To do the task the whole process of interpolation ,except computing the interpolated values, should be done. Here is a solution translated from the Octave c++ source. Format of the input is the same as the frst signature of the interpn function except that there is no need to the v array. Also Xs should be vectors and should not be of the ndgrid format.
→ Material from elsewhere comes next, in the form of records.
PR #1995, opened 2023-07-31
Use Namex for API generation

ianstenbit:
This is long overdue!

Some notes:
- I am currently _not_ exporting any legacy models
- I currently _am_ exporting the 3D OD model even though it's tf.keras only for now.

I didn't change import paths for anything with one exception:
`keras_cv.models.retinanet.RetinaNetLabelEncoder` -> `keras_cv.models.retinanet.LabelEncoder` (and same for YOLOV8), as this felt redundant. Perhaps instead we should export them as `keras_cv.layers.RetinaNetLabelEncoder`, but that's a bit inconsistent because we have some model-specific things like the DetectionHead for RetinaNet (which we could, of course, export as `keras_cv.layers.RetinaNetDetectionHead` if we wanted.

One thing that I wasn't certain about is whether we should add a `formats` prefix to box formats. Currently they're exported as
`keras_cv.bounding_box.XYXY` but maybe `keras_cv.bounding_box.formats.XYXY` makes more sense? Once nice thing about namex is that we can do both!


ianstenbit:
Lint issue unrelated and will be fixed by #1993

jbischof (approved):
Thanks!

mattdangerw (approved):
Looks good to me!

One thing I have found helpful for testing this out is to run `pip_build.py --install` and use the resulting package to rebuild the keras.io docs for CV. Helps catch silly typos.

PR #2003, opened 2023-08-01
Port CenterPillar to Keras Core

ianstenbit:
TODOs (all done now -- sending for review)

- [x] Avoid `_core` versions of voxel_utils
- [x] Figure out where to put `segment_max`
- [x] Use `keras_core.backend.name_scope`
- [x] Reorder components in `center_pillar.py`


keras_cv/models/object_detection_3d/center_pillar.py
```diff
@@ -11,22 +11,16 @@
...
-from keras_cv.models.object_detection_3d.center_pillar_backbone_presets import (
-    backbone_presets,
-)
-from keras_cv.models.task import Task
-from keras_cv.utils.python_utils import classproperty
 
 
-@keras_cv_export("keras_cv.models.MultiHeadCenterPillar")
-class MultiHeadCenterPillar(Task):
+class MultiHeadCenterPillar(keras.Model):
```
ianstenbit, line 23: This should still subclass `Task` -- this was a mistake

keras_cv/models/object_detection_3d/center_pillar.py
```diff
@@ -56,31 +51,31 @@ def __init__(
...
+        super().__init__(**kwargs)
         self._voxelization_layer = voxel_net
-        self._backbone = backbone
+        self._unet_layer = backbone
         self._multiclass_head = multiclass_head
         self._prediction_decoder = prediction_decoder
         self._head_names = self._multiclass_head._head_names
+        self.built = True
+
+    def call(self, input_dict, training=None):
```
ianstenbit, line 62: This should also still be a functional subclass model and we should drop the `call`

keras_cv/layers/object_detection_3d/centernet_label_encoder.py
jbischof, line 1: This file still has a LOT of `tensorflow` code, is that intentional?

keras_cv/layers/object_detection_3d/voxel_utils.py
```diff
@@ -118,20 +99,15 @@ def compute_voxel_origin(
...
     return voxel_origin
 
 
-@keras_cv_export(
-    "keras_cv.object_detection_3d.voxel_utils.point_to_voxel_coord"
-)
-def point_to_voxel_coord(
-    point_xyz: tf.Tensor, voxel_size: Sequence[float], dtype=tf.int32
-) -> tf.Tensor:
+def point_to_voxel_coord(point_xyz, voxel_size, dtype=tf.int32):
```
jbischof, line 110: This function also has a lot of TF

jbischof (commented):
@ianstenbit I thought this model wasn't possible to port due to custom tf ops and I obviously see a lot of TF code remaining. Is the idea that this is a TensorFlow-only model that works with Keras Core? If so, is this something we can flag for users?

keras_cv/layers/object_detection_3d/centernet_label_encoder.py
ianstenbit: Yep! This lives outside of the model and runs in `tf.data`

keras_cv/layers/object_detection_3d/voxel_utils.py
ianstenbit: (Same here -- this is for `tf.data`)

ianstenbit:
> @ianstenbit I thought this model wasn't possible to port due to custom tf ops and I obviously see a lot of TF code remaining. Is the idea that this is a TensorFlow-only model that works with Keras Core? If so, is this something we can flag for users?

This does work with other backends, but requires data encoding in a tf.data pipeline, so that code is all still written in TF.

keras_cv/backend/__init__.py
```diff
@@ -42,6 +42,8 @@
 
 if multi_backend():
     import keras_core as keras
+
+    keras.backend.name_scope = keras.src.backend.name_scope
```
mattdangerw, line 46: this looks like it is exported as `keras.name_scope`, can we just use it like that?

mattdangerw: https://github.com/keras-team/keras-core/blob/b35cdfb18d7b49ff40f294943be4fefb10f0c85e/keras_core/backend/exports.py#L27

keras_cv/layers/object_detection_3d/heatmap_decoder.py
```diff
@@ -138,65 +141,67 @@ def __init__(
...
-        _, top_index = tf.math.top_k(heatmap, k=self.max_num_box)
+        heatmap = ops.reshape(heatmap, [b, h * w])
+        _, top_index = ops.top_k(heatmap, k=self.max_num_box)
 
         # [B, H, W, ?]
         box_prediction = prediction[:, :, :, 2:]
-        f = box_prediction.get_shape().as_list()[-1]
-        box_prediction = tf.reshape(box_prediction, [b, h * w, f])
-        heatmap = tf.reshape(heatmap, [b, h * w])
+        f = list(box_prediction.shape)[-1]
```
mattdangerw, line 167: nit: I don't think that the list cast does anything, you can index into a shape on all backends.

keras_cv/layers/object_detection_3d/voxel_utils.py
```diff
@@ -52,30 +46,20 @@ def compute_feature_map_ref_xyz(
...
-    voxel_origin = tf.cast(
-        compute_voxel_origin(spatial_size, voxel_size),
-        dtype=global_xyz.dtype,
-    )
+    voxel_origin = (compute_voxel_origin(spatial_size, voxel_size),)
     # [H, W, Z, 3]
     voxel_coord = voxel_coord + voxel_origin
     # [H, W, Z, 3]
-    ref = voxel_coord_to_point(voxel_coord, voxel_size, dtype=global_xyz.dtype)
+    ref = ops.cast(voxel_coord * np.array(voxel_size), global_xyz.dtype)
```
mattdangerw, line 54: why not ops.array here?

keras_cv/layers/object_detection_3d/voxel_utils.py
```diff
@@ -118,20 +99,15 @@ def compute_voxel_origin(
...
     voxel_origin = spatial_size[::2]
-    voxel_origin = tf.constant(
-        [o / v for o, v in zip(voxel_origin, voxel_size)], dtype=tf.float32
+    voxel_origin = np.array(
+        [o / v for o, v in zip(voxel_origin, voxel_size)], "float32"
     )
-    voxel_origin = tf.math.round(voxel_origin)
-    voxel_origin = tf.cast(voxel_origin, dtype=tf.int32)
+    voxel_origin = np.round(voxel_origin)
+    # voxel_origin = np.cast(voxel_origin, dtype="int32")
```
mattdangerw, line 106: why did this get commented out? should we delete forever, or still a todo here?

keras_cv/layers/object_detection_3d/voxel_utils.py
```diff
@@ -258,8 +213,8 @@ def combined_static_and_dynamic_shape(
     Returns:
       A list of size tensor.shape.ndims containing integers or a scalar tensor.
     """
-    static_tensor_shape = tensor.shape.as_list()
-    dynamic_tensor_shape = shape_int_compatible(tensor)
+    static_tensor_shape = list(tensor.shape)
```
mattdangerw, line 216: potentially this is already what `ops.shape` doing for the tf backend now? not totally sure though

keras_cv/layers/object_detection_3d/voxelization.py
```diff
@@ -136,28 +128,28 @@ def call(
 
         # [B, N, dim]
         # convert point voxel to positive voxel index
-        point_voxel_xyz = (
-            point_voxel_xyz_int - voxel_origin[tf.newaxis, tf.newaxis, :]
+        point_voxel_xyz = point_voxel_xyz_int - ops.cast(
+            ops.expand_dims(ops.expand_dims(voxel_origin, axis=0), axis=0),
```
mattdangerw, line 132: nit, I think `expand_dims(x, axis=(0, 1))` should work and maybe be a bit more readable.

keras_cv/layers/object_detection_3d/voxelization_test.py
```diff
@@ -75,15 +65,17 @@ def test_voxelization_output_shape_with_z(self):
...
 
     def test_voxelization_numerical(self):
-        point_net = keras.layers.Lambda(lambda x: x)
         layer = DynamicVoxelization(
-            point_net=point_net,
             voxel_size=[1.0, 1.0, 10.0],
             spatial_size=[-5, 5, -5, 5, -2, 2],
         )
+        # Make the point net a no-op to allow us to verify the voxelization.
+        layer.point_net_dense = keras.layers.Lambda(lambda x: x)
```
mattdangerw, line 76: Isn't there a `keras.layers.Indentity` for this?

mattdangerw (approved):
Looks good! Feel free to merge whenever, just left some random low level comments for things that popped out.

keras_cv/backend/__init__.py
ianstenbit: Oh awesome! Yes we can -- this wasn't available when I wrote this PR.

keras_cv/layers/object_detection_3d/voxel_utils.py
ianstenbit: Ahh yeah we can get rid of this

keras_cv/layers/object_detection_3d/voxel_utils.py
ianstenbit: Ahh yes, since your change to Keras Core I think this method is really no longer useful. I'm removing it.

keras_cv/layers/object_detection_3d/voxelization.py
ianstenbit: Done

keras_cv/layers/object_detection_3d/voxelization_test.py
ianstenbit: TIL -- thanks!

Issue #1992, opened 2023-07-31
Master Issue to track Preprocessing Layer Support for BBox and Segmentation Masks


ariG23498:
Segmentation Masks:
- [x] AugMix: https://github.com/keras-team/keras-cv/pull/1988
- [x] FourierMix: https://github.com/keras-team/keras-cv/pull/1991
- [ ] RandAugment
- [x] RandomCrop: https://github.com/keras-team/keras-cv/pull/2027
- [x] RandomCutout: https://github.com/keras-team/keras-cv/pull/2004
- [x] RandomShear: https://github.com/keras-team/keras-cv/pull/2021
- [x] RandomTranslation: https://github.com/keras-team/keras-cv/pull/2024
- [x] RandomZoom - https://github.com/keras-team/keras-cv/pull/2010
- [ ] RandomAspectRatio

BBox:
- [ ] CutMix
- [ ] FourierMix
- [x] RandAugment: https://github.com/keras-team/keras-cv/issues/728
- [x] RandomCutout: https://github.com/keras-team/keras-cv/issues/730
- [ ] RandomZoom - @ariG23498 

The list directly comes from [this README](https://github.com/keras-team/keras-cv/tree/master/keras_cv/layers/preprocessing).

CC: @ianstenbit

innat:
Partially similar. 
https://github.com/keras-team/keras-cv/discussions/93

ariG23498:
Hi @cosmo3769 -- I have noticed you taking up on a lot of segmentation map layers 🤗 . Thanks for that. Could you first claim the layers in this issue? -- That would help us track the progress better.

cosmo3769:
@ariG23498 Surely. I would tag this issue first before opening a new PR.

cosmo3769:
Hi @ariG23498, I am working on RandomShear layer.

cosmo3769:
@ariG23498 Could you please add RandomAspectRatio in the 'Segmentation Mask' section in the description above. It's missing here.

IMvision12:
@ariG23498 Taking up RandomTranslation and RandomCrop

Zekrom-7780:
@ariG23498 can I take Cutmix and FourierMix in BBox?

ariG23498:
> @ariG23498 can I take CutMix and FourierMix in BBox?

Hey @Zekrom-7780 please feel free to take them up! As soon as you have made a PR link this issue and I will update the description accordingly. Thanks!

[...]

PR #2004, opened 2023-08-02
Add support of segmentation mask in RandomCutout

cosmo3769:
# What does this PR do?

Related: #1992 

Add support of segmentation mask in Augmix layer. Here is the [colab link](https://colab.research.google.com/drive/169KKaG4yLUT842Vzj9YDBYFb8rKYt0_b?usp=sharing) for demo.

Output generated by demo:

Screenshot 2023-08-02 at 7 22 48 AM

## Who can review?

@ianstenbit @jbischof

### DIFF
--- a/examples/layers/preprocessing/segmentation/random_cutout_demo.py
+++ b/examples/layers/preprocessing/segmentation/random_cutout_demo.py
@@ -1,0 +1,34 @@
+# Copyright 2023 The KerasCV Authors
+#
+# Licensed under the Apache License, Version 2.0 (the "License");
+# you may not use this file except in compliance with the License.
+# You may obtain a copy of the License at
+#
+#     https://www.apache.org/licenses/LICENSE-2.0
+#
+# Unless required by applicable law or agreed to in writing, software
+# distributed under the License is distributed on an "AS IS" BASIS,
+# WITHOUT WARRANTIES OR CONDITIONS OF ANY KIND, either express or implied.
+# See the License for the specific language governing permissions and
+# limitations under the License.
+"""random_cutout_demo.py shows how to use the RandomCutout preprocessing layer.
+
+Uses the oxford iiit pet_dataset.  In this script the pets
+are loaded, then are passed through the preprocessing layers.
+Finally, they are shown using matplotlib.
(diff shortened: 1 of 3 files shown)


ianstenbit:
Thanks for the PR!

I think we need to think a bit about how to handle segmentation masks in this case.
For example, in GridMask, we actually keep the full segmentation mask unedited as the ground-truth label. It may be that this is also the best approach here.

My concern with zeroing-out the mask is that we're effectively telling the model that this is neither foreground class nor background class. Maybe that's okay, but I don't have a great intuition for that.

It could be ideal to instead set the masked-out area to have the background class, but that introduces some API awkwardness as the caller needs to specify what the background class is.

My intuition is that the best approach is probably to leave the seg mask unmodified, but it's hard to say for sure.

I'd propose that we test both options with my (WIP) [KerasCV segmentation guide](https://colab.research.google.com/gist/ianstenbit/2f1939c0a4f4ed0c0cdb4909694f6b77/kerascv-semantic-segmentation-guide.ipynb) and see which one yields the best results

cosmo3769:
Hey @ianstenbit, I have tested it and I find out that it works best when we don't apply random cutout to mask. Here is the [colab link](https://colab.research.google.com/drive/1LWAJv87TOe2Pjzy618hgBjqADIeh0MnI?usp=sharing). 

* With RandomCutout applied to mask - 80.75% test accuracy.
* With RandomCutout **not** applied to mask - 83.89% test accuracy.

ianstenbit:
> Hey @ianstenbit, I have tested it and I find out that it works best when we don't apply random cutout to mask. Here is the [colab link](https://colab.research.google.com/drive/1LWAJv87TOe2Pjzy618hgBjqADIeh0MnI?usp=sharing).
> 
> * With RandomCutout applied to mask - 80.75% test accuracy.
> * With RandomCutout **not** applied to mask - 83.89% test accuracy.
> 
> I have updated the code to remove randomcutout from mask.

Awesome thank you for doing this test -- that's awesome!

ianstenbit (approved):
Thanks for the PR!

Both the outputs W (weights) and I (positions) have the size (a ,b) that a is the number of neighbors of a points on the grid and b is the number of requested points to be interpolated.

function [W , I] = lininterpnw(varargin)
% [W I] = lininterpnw(X1,X2,...,Xn,Xq1,Xq2,...,Xqn)
    n     = numel(varargin)/2;
    x     = varargin(1:n);
    y     = varargin(n+1:end);
    sz    = cellfun(@numel,x);
    scale = [1 cumprod(sz(1:end-1))];
    Ni    = numel(y{1});
    index = zeros(n,Ni);
    x_before = zeros(n,Ni);
    x_after = zeros(n,Ni);
    for ii = 1:n
        jj = interp1(x{ii},1:sz(ii),y{ii},'previous');
        index(ii,:) = jj-1;
        x_before(ii,:) = x{ii}(jj);
        x_after(ii,:) = x{ii}(jj+1);
    end
    coef(2:2:2*n,1:Ni) = (vertcat(y{:}) - x_before) ./ (x_after - x_before);
    coef(1:2:end,:)    = 1 - coef(2:2:2*n,:);
    bit = permute(dec2bin(0:2^n-1)=='1', [2,3,1]);
    %I = reshape(1+scale*bsxfun(@plus,index,bit), Ni, []).';  %Octave
    I = reshape(1+sum(bsxfun(@times,scale(:),bsxfun(@plus,index,bit))), Ni, []).';
    W = squeeze(prod(reshape(coef(bsxfun(@plus,(1:2:2*n).',bit),:).',Ni,n,[]),2)).';
end

Testing:

x={[1 3 8 9],[2 12 13 17 25]};
v = rand(4,5);
y={[1.5 1.6 1.3 3.5,8.1,8.3],[8.4,13.5,14.4,23,23.9,24.2]};

[W I]=lininterpnw(x{:},y{:});

sum(W.*v(I))
interpn(x{:},v,y{:})

Thanks to @SardarUsama for testing and his useful comments.